Read The Avenger 17 - Nevlo Online

Authors: Kenneth Robeson

The Avenger 17 - Nevlo (16 page)

BOOK: The Avenger 17 - Nevlo
13.43Mb size Format: txt, pdf, ePub
ads

Suddenly, along a creek bank, Nevlo seemed to disappear.

It was night, now, but not
that
dark. The Scot found the explanation in a moment. There was a hole out of which the creek was gushing. Beside the hole there was a thick stub where a shielding bush had recently been cut away.

A concealed hole in the ground. This must have been where Nevlo went.

Mac crowded himself through the hole and along the path The Avenger had taken. He followed Nevlo by sound, now, ears tuned to the drag of those uneven, crippled footsteps.

Up an incline, to the right—

The Scot heard the sound of a shot ahead, a roaring report magnified many times, like a snare drum. He saw the gorilla form ahead—outlined in the backwash of a flash he held—start to run.

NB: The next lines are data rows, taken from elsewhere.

PR #890, opened 2022-04-07
tls: Add switch to opt-in to kernel TLS on OpenSSL 3.0.0+

LINKIWI:
This patch enables the ability to opt-in to kernel TLS offload via extended option `ssl_kernel_tls`. kTLS implements the TLS record layer directly in the kernel, allowing for in-kernel software encryption/decryption or hardware offload to a supported NIC. OpenSSL 3.0.0+ offers support for transparent underlying usage of kTLS by setting the SSL context option `SSL_OP_ENABLE_KTLS`. In some cases, especially when dedicated HW is available, kTLS can offer a reduction in memcached resource usage when serving high throughput.

I tested this on Linux 5.13.0 with statically linked OpenSSL at 7c78932b9a4330fb7c8db72b3fb37cbff1401f8b, verifying counters at `/proc/net/tls_stat`.

(I've been able to verify this end-to-end with closed-environment benchmarking, but am still in the process of evaluating against some real production traffic.)

### DIFF
--- a/doc/tls.txt
+++ b/doc/tls.txt
@@ -18,6 +18,12 @@ will use new certificates without a need of re-starting the server process.
 # Multiple ports with and without TLS : by default all TCP ports are secured. Optionally we can setup
 the server to secure a specific TCP port.
 
+# Kernel TLS offload (kTLS): when compiled with OpenSSL 3.0.0+ with the `enable-ktls` build-time
+option set, and running on Linux with kernel version 4.17+ with `CONFIG_TLS` enabled, memcached can
+transparently offload cryptography operations to the kernel. Depending on a variety of factors
+(including the workload, NIC support for HW-accelerated cryptography, ciphers in use, etc.),
+kTLS may offer improved throughput and/or reduced memcached resource consumption.
+
 Note that initial implementation does not support session renegotiation.
 
 Design
--- a/memcached.c
+++ b/memcached.c
@@ -233,6 +233,7 @@ static void settings_init(void) {
     settings.ssl_last_cert_refresh_time = current_time;
     settings.ssl_wbuf_size = 16 * 1024; // default is 16KB (SSL max frame size is 17KB)
     settings.ssl_session_cache = false;
+    settings.ssl_kernel_tls = false;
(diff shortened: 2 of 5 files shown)


dormando:
sorry for the lag, looks useful! thanks!

any updates on performance differences?

LINKIWI:
Yeah, I've been canarying an OpenSSL 3.1.0-dev and kTLS build on one of our dark traffic clusters this past week. Unfortunately, for our environment and workloads, there's a fairly reliable (though minor) performance regression on the order of single-digit percentage points. Our cloud vendor doesn't supply hardware with NICs capable of inline TLS offload, so I'm only able to test SW kTLS.

Nonetheless, this patch might be useful for other workloads or those who have dedicated NICs with HW offload support. I'm happy to hold off on this patch since personally I'm not able to extensively test/benchmark--up to you.

neelpatelbiz:
I am wondering how to build against a version of openssl 3.0.0+.
Configuring the memcached build via: 
./configure --enable-tls --with-libssl=/home/openssl-3.0.0 --with-libevent=/home/libevent_build
and building:
gives a binary that links against older versions of openssl's libcrypto/libssl:
/home/memcached/memcached
        linux-vdso.so.1 (0x00007fffb53c7000)
        libevent-2.1.so.7 => /home/libevent_build/lib/libevent-2.1.so.7 (0x00007fb814ec5000)
        libssl.so.1.1 => /usr/local/lib64/libssl.so.1.1 (0x00007fb814e08000)
        libcrypto.so.1.1 => /usr/local/lib64/libcrypto.so.1.1 (0x00007fb814b1b000)
        libpthread.so.0 => /lib/x86_64-linux-gnu/libpthread.so.0 (0x00007fb814af8000)
        libc.so.6 => /lib/x86_64-linux-gnu/libc.so.6 (0x00007fb814906000)
        libdl.so.2 => /lib/x86_64-linux-gnu/libdl.so.2 (0x00007fb8148fe000)
        /lib64/ld-linux-x86-64.so.2 (0x00007fb814f82000)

And Mac ran, too.

He went through caves like beads on the chain of the crude tunnel they were in. Ahead of him, Nevlo stopped. There was a man there, with a rifle. The man was beside a sort of breastworks formed of recently fallen rock.

Between the rock and the roof was a two-foot hole. As Mac neared Nevlo and the man with the gun, he saw the latter, grinning, thrust the rifle through the opening, aim, and fire!

From beyond the barricade Mac heard a heavy, booming crash. Then he could see into the cave a little by the aid of a flashlight which the grinning marksman had strapped to his rifle barrel.

Mac felt such rage fill him as even the bitter Scot seldom experienced.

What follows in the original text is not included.